By Darryl Gove on Jul 02, 2009
Interesting slidecast with audio from the BBC on the history of computers in the valley. Runs about 5 minutes, so there's not much detail, but some interesting images.
The article describes how multi-core computing is hard. Here's a snippet of it:
"For exciting, also read 'complicated'; this presents huge programming challenges as we have to address the immensely complex interplay between multiple processors (think of a juggler riding a unicycle on a high wire, and you're starting to get the idea)."

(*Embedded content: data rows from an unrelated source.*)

PR #24291, opened 2026-04-13
feat(coderd/x/chatd): skip workspace/template tools when org has no visible templates

### LINKED ISSUE #1464: feat(chatd): skip workspace/template tools when org has no templates
## Problem

When a chat is scoped to an organization with zero templates, the agent still receives `list_templates`, `read_template`, `create_workspace`, and `start_workspace` tools. The LLM wastes inference tokens calling tools that can only return empty results, and the user sees unhelpful "no templates found" responses.

## Suggested fix

In `chatd.go` where tools are assembled (~line 5013), check whether the chat org has any templates before injecting workspace/template tools. If the org has none, omit them entirely — the LLM will not attempt workspace creation if the tools are not in its schema.

Could be a simple count query at tool registration time, or a lazy check inside each tool that returns early with a clear message.

## Context

Found while adding org-scoping to `list_templates` in coder/coder#23827. The filter now correctly returns only templates from the chat org, but an empty org still injects tools that serve no purpose.

> 🤖

johnstcn:
Closes https://github.com/coder/internal/issues/1464

When a chat is scoped to an org with no templates visible to the owner (RBAC + allowlist), the LLM was still receiving `list_templates`, `read_template`, `create_workspace`, and `start_workspace` — burning tokens on tools that can only return empty results.

- Export `chattool.asOwner` → `AsOwner` so `chatd` package can use it
- Add `Server.orgHasVisibleChatTemplates` helper: queries templates with RBAC-scoped context and respects the deployment allowlist
- Conditionally register the four provisioning tools only when the org has ≥1 visible template
- `start_workspace` still included when a non-deleted workspace is already bound to the chat (user may need to restart it)
- Graceful degradation: DB error logs a warning and includes tools rather than silently crippling the chat
- 3 new tests covering: no templates, workspace bound with no templates, allowlist excludes all templates

> 🤖 PR initially created by Claude Opus 4.6

### DIFF
--- a/coderd/x/chatd/chatd.go
+++ b/coderd/x/chatd/chatd.go
@@ -194,6 +194,32 @@ func (p *Server) chatTemplateAllowlist() map[uuid.UUID]bool {
 	return m
 }
 
+// orgHasVisibleChatTemplates returns true when the org has at least one
+// non-deleted, non-deprecated template that the owner can see AND that
+// the chat template allowlist (if set) permits. We use this to skip
+// workspace/template tools when there is nothing the agent can act on.
+func (p *Server) orgHasVisibleChatTemplates(
+	ctx context.Context, orgID, ownerID uuid.UUID,
+) (bool, error) {
+	ownerCtx, err := chattool.AsOwner(ctx, p.db, ownerID)
+	if err != nil {
+		return false, err
+	}
+	params := database.GetTemplatesWithFilterParams{
+		OrganizationID: orgID,
+		Deleted:        false,
+		Deprecated:     sql.NullBool{Bool: false, Valid: true},
+	}
+	if allowlist := p.chatTemplateAllowlist(); len(allowlist) > 0 {
+		params.IDs = slices.Collect(maps.Keys(allowlist))
+	}
+	templates, err := p.db.GetTemplatesWithFilter(ownerCtx, params)
+	if err != nil {
+		return false, err
+	}
+	return len(templates) > 0, nil
+}
+
 // cachedWorkspaceMCPTools stores workspace MCP tools discovered
 // from a workspace agent, keyed by the agent ID that provided them.
 type cachedWorkspaceMCPTools struct {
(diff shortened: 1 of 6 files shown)


coderd/x/chatd/chatd.go
```diff
@@ -5010,42 +5036,70 @@ func (p *Server) runChat(
...
-				DB:                 p.db,
-				OwnerID:            chat.OwnerID,
-				AllowedTemplateIDs: p.chatTemplateAllowlist,
-			}),
-			chattool.CreateWorkspace(chattool.CreateWorkspaceOptions{
-				DB:                             p.db,
-				OwnerID:                        chat.OwnerID,
-				OrganizationID:                 chat.OrganizationID,
-				ChatID:                         chat.ID,
-				CreateFn:                       p.createWorkspaceFn,
```
johnstcn, line 5030: > 🤖

**P2** `GetWorkspaceByID` error silently swallowed — asymmetric with template degradation *(Edge Case Analyst P2, Contract Auditor P2, Go Architect P3)*

> When `hasTemplates` is false and `chat.WorkspaceID.Valid` is true, `GetWorkspaceByID` is called. If it returns a transient error (connection timeout, serialization failure), `wsErr != nil` causes the entire `else if` block to be skipped — no `start_workspace` tool is registered, and no log entry is emitted. Contrast with the `orgHasVisibleChatTemplates` error path (lines 5040–5048) which logs a warning and degrades gracefully by assuming templates exist.

Three reviewers flagged this independently. The template path says "when in doubt, include tools" but the workspace path says "when in doubt, exclude tools." Should log `wsErr` at warn level and include `start_workspace` anyway for consistency:

```go
ws, wsErr := p.db.GetWorkspaceByID(ctx, chat.WorkspaceID.UUID)
if wsErr != nil {
    p.logger.Warn(ctx, "failed to look up chat workspace, including start_workspace tool",
        slog.F("workspace_id", chat.WorkspaceID.UUID),
        slog.Error(wsErr),
    )
}
if (wsErr == nil && !ws.Deleted) || wsErr != nil {
    tools = append(tools, chattool.StartWorkspace(...))
}
```

johnstcn (commented):
> 🤖

Self-review. Clean approach — conditional tool assembly, graceful degradation, good test coverage of all three branches.

2 P2s, 2 P3s, 3 nits across 5 inline comments.

coderd/x/chatd/chatd_test.go
```diff
@@ -5745,3 +5745,274 @@ func TestAgentContextFilesAndSkillsLoadedIntoChat(t *testing.T) {
...
+		},
+	})
+	require.NoError(t, err)
+
+	require.Eventually(t, func() bool {
+		got, getErr := db.GetChatByID(ctx, chat.ID)
+		if getErr != nil {
+			return false
+		}
+		return got.Status == database.ChatStatusWaiting || got.Status == database.ChatStatusError
```
johnstcn, line 5803: > 🤖

**P2** Tests accept `ChatStatusError` as terminal without failing *(Test Auditor)*

> All three new tests use `got.Status == database.ChatStatusWaiting || got.Status == database.ChatStatusError` in their `Eventually` predicate but never check which status was reached. Compare with the established pattern (e.g. `TestChatTemplateAllowlistEnforcement`) which explicitly fails:
> ```go
> if chatResult.Status == database.ChatStatusError {
>     require.FailNowf(t, "chat failed", "last_error=%q", chatResult.LastError.String)
> }
> ```

Without this guard, if the production code errors *after* the mock captures tools, the test still passes. Add the error-status check after `Eventually` in all three tests.

coderd/x/chatd/chatd.go
```diff
@@ -5010,42 +5036,70 @@ func (p *Server) runChat(
 			// completes.
 			p.publishChatPubsubEvent(updatedChat, codersdk.ChatWatchEventKindStatusChange, nil)
 		}
-		tools = append(tools,
-			chattool.ListTemplates(chattool.ListTemplatesOptions{
-				DB:                 p.db,
-				OwnerID:            chat.OwnerID,
```
johnstcn, line 5016: > 🤖

**P3** `StartWorkspaceOptions` struct literal duplicated verbatim across both branches *(Duplication Checker P2, Go Architect Obs)*

Same 8 fields, same values at positions 40 and 56 in this hunk. Extract to a local variable before the `if` block:

```go
startWSOpts := chattool.StartWorkspaceOptions{
    DB: p.db, OwnerID: chat.OwnerID, ...
}
if hasTemplates {
    tools = append(tools, ..., chattool.StartWorkspace(startWSOpts))
} else if chat.WorkspaceID.Valid {
    ...
    tools = append(tools, chattool.StartWorkspace(startWSOpts))
}
```

coderd/x/chatd/chatd.go
```diff
@@ -194,6 +194,32 @@ func (p *Server) chatTemplateAllowlist() map[uuid.UUID]bool {
 	return m
 }
 
+// orgHasVisibleChatTemplates returns true when the org has at least one
```
johnstcn, line 197: > 🤖

**Nit** `templErr` reads like "temple error" *(Style Reviewer)*

> The surrounding file uses `Err`-suffixed names consistently (e.g. `refreshErr`, `marshalErr`, `lockErr`). The abbreviation `templErr` reads oddly. Use `tmplErr` (matching Go's `text/template` convention) or `templateErr`.

coderd/x/chatd/chatd_test.go
```diff
@@ -5745,3 +5745,274 @@ func TestAgentContextFilesAndSkillsLoadedIntoChat(t *testing.T) {
 	require.Contains(t, allSystemContent, "A test skill",
```
johnstcn, line 5745: > 🤖

**P3** Missing test coverage for two edge-case branches *(Test Auditor)*

Two branches lack tests:
1. `orgHasVisibleChatTemplates` returning an error (graceful degradation path at line 5040) — hard to inject with current harness, worth a TODO.
2. `chat.WorkspaceID.Valid` but workspace is deleted (`ws.Deleted == true`) — should omit `start_workspace`.

Neither is blocking, but (2) is straightforward to add.

coderd/x/chatd/chatd.go
```diff
@@ -5010,42 +5036,70 @@ func (p *Server) runChat(
...
+			// already bound — the user may need to restart it.
+			ws, wsErr := p.db.GetWorkspaceByID(ctx, chat.WorkspaceID.UUID)
+			if wsErr != nil {
+				p.logger.Warn(ctx, "failed to look up chat workspace, including start_workspace tool",
+					slog.F("workspace_id", chat.WorkspaceID.UUID),
+					slog.Error(wsErr),
+				)
+			}
+			if wsErr != nil || !ws.Deleted {
+				tools = append(tools, chattool.StartWorkspace(startWSOpts))
```
johnstcn, line 5099: > 🤖

**P3** No test for deleted-workspace exclusion branch *(Test Auditor)*

> When `wsErr == nil && ws.Deleted == true`, `start_workspace` is correctly omitted (line 5098). This branch has no test coverage. `TestIncludesStartWorkspaceWhenWorkspaceBoundButNoTemplates` covers the non-deleted case but the mirror case — soft-deleted workspace should omit `start_workspace` — is missing.

This was flagged in round 1 as straightforward to add. Still not blocking, but it protects a subtle conditional (`!ws.Deleted`) that's easy to break in a future refactor. A test would soft-delete the workspace after creation and assert `start_workspace` is absent.

johnstcn (commented):
> 🤖

Round-1 fixes look good — workspace error logging, `startWSOpts` extraction, error-status test guard, and `tmplErr` rename all properly addressed.

Fresh review found 1 P3 (carry-forward from round 1) across 1 inline comment.

coderd/x/chatd/chatd.go
johnstcn: > 🤖
Resolved in `1587de45e`. Logs warning + includes start_workspace on error, matching template degradation pattern.

coderd/x/chatd/chatd_test.go
johnstcn: > 🤖
Resolved in `1587de45e`. All three tests now `FailNowf` on `ChatStatusError`.

coderd/x/chatd/chatd.go
johnstcn: > 🤖
Resolved in `1587de45e`. Extracted to `startWSOpts` local var before the `if` block.

coderd/x/chatd/chatd.go
johnstcn: > 🤖
Resolved in `1587de45e`. Renamed to `tmplErr`.

coderd/x/chatd/chatd_test.go
johnstcn: > 🤖
Deleted-workspace branch covered in `13294eafb`. DB-error degradation path left as known gap — injecting targeted mid-flow DB failure is non-trivial with current harness.

coderd/x/chatd/chatd.go
johnstcn: > 🤖
Resolved in `13294eafb`. `TestOmitsStartWorkspaceWhenBoundWorkspaceIsDeleted` soft-deletes workspace and asserts `start_workspace` absent.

Now, I just happened to see this particular article, but there's plenty of other places where the same meme appears. And yes, writing a multi-threaded application can be very complex, but probably only if you do it badly I mean just how complex is:
#pragma omp parallel for
Ok, so it's not fair comparing using OpenMP to parallelise a loop with writing some convoluted juggler riding unicycle application, but let's take a look at the example he uses:
"Handwriting recognition systems, for example, work by either identifying pen movement, or by recognising the written image itself. Currently, each approach works, but each has certain drawbacks that hinder adoption as a serious interface.
Now, with a different processor focusing on each recognition approach, learning our handwriting style and combining results, multi-core PCs will dramatically increase the accuracy of handwriting recognition."
This sounds like a good example (better than the old examples of using a virus scanner on one core whilst you worked on the other), but to me it implies two independent tasks. Or two independent threads. Yes, having a multicore chip means that the two tasks can execute in parallel, but assuming a sufficiently fast single core processor we could use the same approach.
So yes, to get the best from multi-core, you need to use multi-threaded programming (or multi-process, or virtualisation, or consolidation, but that's not the current discussion). But multi-threaded programming, whilst it can be tricky, is pretty well understood, and more importantly, for quite a large range of codes easy to do using OpenMP.
So I'm going to put it the other way around. It's easy to find parallelism in today's environment, from the desktop, through gaming, or numeric codes. There's abundant examples of where many threads are simultaneously active. Where it gets really exciting (for exciting read "fun") is if you start looking at using CMT processors to parallelise things that previously were not practical to run with multiple threads.